Song by Frank Zappa and The Mothers

from the album Roxy & Elsewhere
- Released: 1974
- Genre: Progressive rock, experimental
- Length: 6:33
- Songwriter(s): Frank Zappa

= Cheepnis =

"Cheepnis" is a song by Frank Zappa and The Mothers, which is a tribute to low-budget monster movies. The song first appeared on Zappa's 1974 live album Roxy & Elsewhere.

On the Roxy recording Zappa introduces the song with a spoken monologue about his love of the 1956 film It Conquered The World and horror movies in general. Zappa also says that "cheapness, in the case of a monster movie, has nothing to do with the budget of the film, although it helps".

==Description==
The lyrics describe a monster, named "Frunobulax", a very large poodle dog. The poodle is a recurring theme in Zappa songs and is an example of "conceptual continuity" in his work. In The Real Frank Zappa Book, Zappa reveals that Frunobulax was inspired by his pet sheepdog Fruney.
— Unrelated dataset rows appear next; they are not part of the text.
PR #232, opened 2018-01-05
CRM-19252 Update Mosaico Base upgrader so Extension versions are inde…

seamuslee001:
…pendant

ping @totten @deepak-srivastava 

This ensures that mosaico upgrader sets the schema version in civicrm_extension not civicrm_setting so its domain independent see CRM-19252. I note that mosiaco.php is already calling the post install hook


mattwire:
@totten This looks pretty safe / standard as it's just updating an auto-generated file

totten:
Thanks, @mattwire @seamuslee001. Agree it looks pretty standard, and it's probably better to get this in before 2.0-final.

PR #249, opened 2018-04-27
CRM-21100 Alter loading of unsubscribe groups and preview groups to be dynamic …

seamuslee001:
…to reduce DOM Load and add performance improvements

This aims to remove some custom handling for groups and to replicate changes made here https://github.com/civicrm/civicrm-core/pull/10898/files that have been accepted into core. 

ping @totten

### DIFF
--- a/ang/crmMosaico.bootstrap/BlockPreview.html
+++ b/ang/crmMosaico.bootstrap/BlockPreview.html
@@ -32,15 +32,11 @@ Vars: mailing:obj, testContact:obj, testGroup:obj, crmMailing:FormController
 
 <div class="form-group">
   <label for="preview_test_group">{{ts('Send test email to group:')}} <a crm-ui-help="hs({id: 'test', title: ts('Test Email')})"></a> </label>
-  <select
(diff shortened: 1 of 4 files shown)


deepak-srivastava:
@seamuslee001 seems like one file is in conflict -  ang/crmMosaico/BlockPreview.html 

@totten any comments?

seamuslee001:
@deepak-srivastava have fixed the conflict now i believe

mattwire:
@seamuslee001 Quick question.. does this add a minimum core version dependency?

seamuslee001:
@mattwire i don't believe so but its just about making sure `crm-entityref` is there which i think is certainly there in the 4.7 series but i basically worked off code. This code should be making it less dependent on core by using more API than preloaded objects @colemanw

colemanw:
This looks right to me :)
@mattwire `entityRef` is also in 4.6 so this shouldn't change the version requirements.

mattwire:
@totten @deepak-srivastava So I think this one can be merged...

PR #250, opened 2018-05-02
TinyMCE editor plugin settings

sunilpawar:
Allow admin to add/remove tinymce editor plugin.

domain-name/civicrm/admin/mosaico?reset=1
mosoico_admin


mattwire:
@sunilpawar can we have some context help on that page because I've no idea what would happen if I changed those new settings

sunilpawar:
@mattwire we have description, can i add more details in description itself or add help icon in-front of field , that will open help text in top right corner ?

mattwire:
@sunilpawar I was thinking that a "help icon" in front of field would be good, because I think you can do many things by changing these new fields, including breaking mosaico completely... Maybe also a "reset to defaults" would be helpful?

totten:
On a technical level, this code looks like a faithful implementation of its design. It's nice to read.

On a design level, I'm still digesting a bit.

* In the FOSS space, clients/consumers can bring strong opinions about things like toolbars/plugins. Exposing this for customization is nice as a way to resolve/avoid conflicts over something that we really don't care to argue about.
* It exposes us to more technical risks -- e.g. (1) if a future Mosaico v0.25 replaces tinymce with something else, then this module gets put in the hard spot of either breaking its contract, bending over backward to translate it, or forking. (2) If we change the baseline UX (e.g. replacing `civicrmtoken` with something else), then we have to work harder to perform/communicate upgrades.
* The option itself is pretty techy. (Then again, "template path" is also pretty techy. I felt a bit uncomfortable with accepting that at the time...)
* There are several more things in the Mosaico config that would be equally interesting to customize (e.g. the token hotlist or the minimal toolbar), and future developers will regard this as a precedent/model.

Let me verbalize a couple ideas for mitigating the risk.

1. Keep the basic design, but -- in the UI -- flag the settings as "EXPERIMENTAL".
2. Change the basic design -- instead of a "Setting", add `hook_civicrm_mosaicoConfig(&$config)`. Add an example in Markdown docs, but flag the hook as "EXPERIMENTAL". (Optionally, this patch could be converted into a new `com.cividesk.mosaicotweaker` extension.)

Mulling this... I'm really not keen on upgrade-maintenance implications of `#1` (setting-workflow) but could acquiesce if a couple more folks said "The settings UX is good." ...  Overall I'm leaning toward `#2` (hook-workflow), which I think will (a) give you *more* ability to customize, (b) set the bar high-enough that any customizers know what trouble they're getting into, and (c) keep the risks out of this module.

(CC @deepak-srivastava @mattwire @MegaphoneJon @jamienovick - interested in second opinions on customization UX)

nganivet:
@totten Changing the icons on the toolbar is a very common customer request, and this is an elegant way to resolve it. Going through a hook over-complicates such trivial change very significantly, and will make it a lot more expensive for the end-users (1-2 hours of work to create/test a custom extension vs a 1 minute change in the UI).

I appreciate that this is a technical setting, but:
- as you rightly pointed out, it is not more technical than having a path settings whose default value is [civicrm.files]/mosaico.tpl
- as @mattwire pointed out we could add contextual help to this field
- and finally, there is very good documentation on these plugins and icons on the tinyMCE website, which we could point to in the contextual help

sunilpawar:
@mattwire @nganivet added reset to default value functionality with help text. you can suggest help text for both field.

deepak-srivastava:
Although we haven't come across such requests so far, there is no harm in keeping it. I would put them in a separate fieldset (collapsed by default) and call it "Advanced / experimental" due to the settings being techy. This way it won't clutter basic user settings.

A few other observations:
The values may need to be sanitized before it goes into database. Or design would need to be tweaked so values are distinct & concrete (type check) - e.g multiselect or something.
I would use api for CRM_Core_BAO_Setting::getItem().

nganivet:
@sunilpawar Can you please make relevant changes to implement these suggestions? Thanks.

veda-consulting:
@sunilpawar @nganivet I don't think this logic should be in the Mosaico extension as its an edge case that isn't part of the mosaico functionality so to speak. I think the compromise is that Mosaico can warn about it if its aware but the cure should be in an specific extension which deals with it. Its not an issue we have seen come up at any site we've installed at and it adds an option that is outside of the Mosaico feature base. I hope that makes sense?

nganivet:
@veda-consulting This PR adds a new setting allowing administrators to change the TinyMCE configuration, and in particular the icons available in the toolbar. So it does not resolve any issues as you above post implies. This feature has been requested by probably 50% or more of my customers using Mosaico, primarily for the following: adding the numbered and/or bulleted list icons, and adding the RTL/LTR icons in order to be able to write emails in RTL languages. I therefore think this feature should be accepted as fulfilling a common customer need that cannot currently be solved otherwise. It also cannot be put in an extension unless you add some hooks in the Mosaico extension itself, and adding those hooks will probably be way more complicated than this simple patch. Thanks.

homotechsual:
I agree that this feature set is needed, it is not outside the realm of what Mosaico itself does - their own site https://mosaico.io implements custom TinyMCE options to allow (for example) lists and Mosaico explicitly supports sending options to TinyMCE though it's own code/implementation.

At the moment the lack of common formatting options like lists severely limits the usefulness of this extension this PR proposes a sensible, if not perfect, method to address this issue in my opinion.

deepak-srivastava:
Just discussed with @veda-consulting. If @sunilpawar can make the changes suggested, think it balances both the sides for now, and we ok to merge the PR.

JKingsnorth:
Wow, well I just created a separate PR before reading this thread, which implements exactly what @totten describes above: https://github.com/veda-consulting/uk.co.vedaconsulting.mosaico/pull/272

I think that the hook_civicrm_mosiacoConfig is definitely the best way to go about this. It offers the best flexibility, and doesn't pollute the admin interface with techy fields that are tricky for users to understand what they are doing.

> adding those hooks will probably be way more complicated than this simple patch.
@nganivet 

Actually, the patch to add the hook is way simpler I think, thanks to the super-simple interface that @totten has built! Check out the linked PR.

And the hook has the benefit of being able to customise other aspects of the editor configuration, for both the limited and 'full' versions of the editor, and changing 'base' settings, like `['forced_root_block'] = FALSE`

deepak-srivastava:
Closing as #272 has been merged in. Thanks everyone.

fulltrucker:
For anyone still interested in a way to configure the Mosaico toolbar in the Civi UI, we created this extension that implements (near as I can tell) a similar approach that was initially outlined in this issue. You can grab it here: https://github.com/ginkgostreet/com.ginkgostreet.mosaicotoolbarconfig

- It uses the hook that was implemented in #272
- It may not have some of the additional features discussed in this issue i.e. contextual help 
- Are these settings a bit more "techy"? Sure... and this has been discussed before and now it's housed in an extension and therefore optional... you can decide if your client is capable of handling it. 
- If any of the work done in this PR that didn't make it to the Mosaico extension would fit in the Configurator extension (again contextual help comes to mind) then by all means fork it and do a PR. We're happy to have the community help improve the extension.

We have successfully installated the extension (after applying the changes in #272) and enabled RTL/LTR buttons in the editor of a client who needs this capability as many of their emails are sent in Hebrew. They also wanted bulletted lists and a couple other whiz-bang options.

PR #256, opened 2018-06-06
CIVICRM-886: Update injected parameters for crmMosaicoBlockMailing

agileware-fj:
#249 introducted a regression where the directive definition crmMosaicoBlockMailing does not have crmMailingSimpleDirective injected, preventing the mailing UI from loading at all in our testing.

This adds it back into the parameters, allowing the interface to load again.


jusfreeman:
Ping @seamuslee001

seamuslee001:
ping @totten Tim i think this overlooked, i think this might be a better solution to what you were solving here https://github.com/veda-consulting/uk.co.vedaconsulting.mosaico/pull/257/files

totten:
It's basically the same solution, but I hadn't noticed this PR at the time, and this one is a bit more tidy. 👍  Merged manually. Thanks, @agileware-fj.

Issue #251, opened 2018-05-02
TinyMCE editor plugin settings


sunilpawar:
Allow admin to add/remove tinymce editor plugin.

domain-name/civicrm/admin/mosaico?reset=1
<img width="721" alt="mosoico_admin" src="https://user-images.githubusercontent.com/377735/39509152-c4c785a4-4e02-11e8-994f-9dbfb2363d6c.png">

sunilpawar:
#250

homotechsual:
We've taken a different approach to this by changing the defaults to those used on the mosaico demo.

mattwire:
Closing following 2.6 release. Please reopen if still an issue

Issue #238, opened 2018-02-12
Text block is too basic - ordered/unordered lists + add image


KairosCanada:
Why isn't there an option to add a bulleted list in a text block?
Why can't we add a photo and wrap text around it?
Why can't we upload photos via URL?

These are some basic things that you will need to develop if you want users to stick with Mosaico.

Staff not familiar with HTML expect templates to work like a Word document. If you ask them to look at the source code they get flustered and won't use it, even for something as simple as bullets.

MegaphoneJon:
@KairosCanada - I'm not one of the devs of this extension, but the short answer is "because no one has written these features".  

A slightly longer answer:
* Mosaico is a project that's separate from CiviCRM.  This repository merely packages Mosaico for use within CiviCRM.  Feature requests for Mosaico itself should go to the [Mosaico team](https://github.com/voidlabs/mosaico).
* While this software is free to use, it isn't free to write.  It's not effective to demand something of people who have already given you so much of their work with no benefit to themselves.  Offering resources to help them meet your goals is a better approach.  If your organization is unwilling/unable to prioritize those goals, your best hope is that someone else with your goals feels differently.

themak1985:
@KairosCanada - @MegaphoneJon  is right - if the dev-team isn't supported to implement the features, they won't be implemented. by support I mean $$$ or development time (coding).

- Bulleted lists is a feature that has been implemented in the latest Mosaico - not sure when exactly it was implemented, but its in v0.17.3 - however - it will need to be implemented into this CiviCRM version. 
- As far as the other features, such as wrapping text around an image - its my understanding you can do this via html or through integration with TinyMCE - though you would again need to provide $$$ or development time to implement this.

tbuytaer:
I would be interested in having the bulleted list button too.

I found this issue from upstream mosaico that says it can be done by adding a "mosaico plugin" but I don't know how this should be set. If someone can give me a pointer I can try to see if I can do this.
https://github.com/voidlabs/mosaico/issues/194

homotechsual:
We've issued a PR to change the defaults for the editor in CiviCRM's implementation of Mosaico. It involves no changes to Mosaico instead overriding these at the point the CiviCRM calls Mosaico.

PR #264, opened 2018-07-09
Change WYSIWYG to match experience offered on https://mosaico.io

homotechsual:
This PR simply changes the default WYSIWYG config to match that offered by https://mosaico.io - adding in some missing options like Bulleted Lists, Numbered Lists.

Linked issues: #238 #251 

**NB:** This PR takes a different approach to #251, instead of making this a configurable option this sets the default implementation in a manner which can still be overridden/changed in a later PR.

### DIFF
--- a/CRM/Mosaico/Page/Editor.php
+++ b/CRM/Mosaico/Page/Editor.php
@@ -96,6 +96,137 @@ class CRM_Mosaico_Page_Editor extends CRM_Core_Page {
       'tinymceConfigFull' => array(
         'plugins' => array('link hr paste lists textcolor code civicrmtoken'),
         'toolbar1' => 'bold italic forecolor backcolor hr styleselect removeformat | civicrmtoken | link unlink | pastetext code',
+        'style_formats' => array(
+          0 => array(
+            'title' => 'Headings',
+            'items' => array(
+              0 => array(
+                'title' => 'Heading 1',
+                'format' => 'h1',
+              ),
+              1 => array(
+                'title' => 'Heading 2',
+                'format' => 'h2',
+              ),
+              2 => array(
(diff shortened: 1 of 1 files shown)


homotechsual:
This is achieved the same way Mosaico themselves achieve it - by defining the TinyMCE formats menu as an array. The array in question is mostly cribbed directly from their JS, then converted from a JSON array to a PHP array, tidied up and tested.

mattwire:
@MikeyMJCO I just had this requirement and applied your patch  - seems to work well.  Can you point to where you found:
> the default WYSIWYG config to match that offered by https://mosaico.io

In other words, is there code here: https://github.com/voidlabs/mosaico that uses these defaults?

homotechsual:
Hi @mattwire when I say defaults I mean on their implementation at https://mosaico.io - which is where the code in question comes from. The default GitHub version doesn't include the changes as they say that it's configurable by implementers.

mattwire:
@MikeyMJCO Looking at #251 it seems that they are adding lists simply by changing the default for toolbar1.  What is the difference between doing that and adding via style_formats here?

mattwire:
@sunilpawar Any thoughts on this approach? Instead of what you proposed in #251

JKingsnorth:
I propose this approach instead:
https://github.com/veda-consulting/uk.co.vedaconsulting.mosaico/pull/272

Adding a custom hook will allow different sites to set their own configuration options, which best suit their requirements. I think this is the most flexible and maintainable approach. Keep a 'limited' amount available by default, and allow sites to add to it if they wish.

homotechsual:
I'm closing this in favour of what @JKingsnorth proposes - much more elegant!

#272 is the right way to implement this in the long run IMO.

PR #271, opened 2018-08-17
add domain change edits

Stoob:
added query to handle domain switch


mattwire:
@totten @deepak-srivastava Could this please be merged. It's simple docs improvements only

Cheepnis was also a part of Zappa's unreleased "Hunchentoot" stage musical written in 1972. This show also included tracks later released on The Grand Wazoo (1972) and Sleep Dirt (1979). Another live version of Cheepnis was released on You Can't Do That On Stage Anymore Vol. 2.

The song is mentioned in the Book of the SubGenius.